(TASK DESCRIPTION)
Tally the lines containing "parameter" in this data. Respond with the tally alone.

(Dataset entries)
PR #4875, opened 2022-12-27
KV scan batch size control

### LINKED ISSUE #4712: KV listing with a limit parameter reads too many items
kv.Store.Scan does not take a limit parameter "hint".  So it reads some
fairly large number of items from the underlying store.  For DynamoDB KV
this is apparently whatever number of items it takes to fill 1 MiB; for
PostgreSQL this is 1000 items.

So whenever the listObjects API is called with a small limit it fetches many
more objects than it should.  A very typical use-case in lakeFSFS is to call
listObjects for just 1 object!  This triggers the worst case, and is slow.

nopcoder:
Close #4712

Pass listing in catalog level to the KV driver level.
Listing works with paginations, while KV with iterators.
In this PR the caller can pass recommended batch size to the KV level so the implementation can utilize our resources better and perform faster for specific actions.

### DIFF
--- a/pkg/graveler/graveler.go
+++ b/pkg/graveler/graveler.go
@@ -390,10 +390,10 @@ type KeyValueStore interface {
 	DeleteBatch(ctx context.Context, repository *RepositoryRecord, branchID BranchID, keys []Key) error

(PROBLEM SOLUTION)
2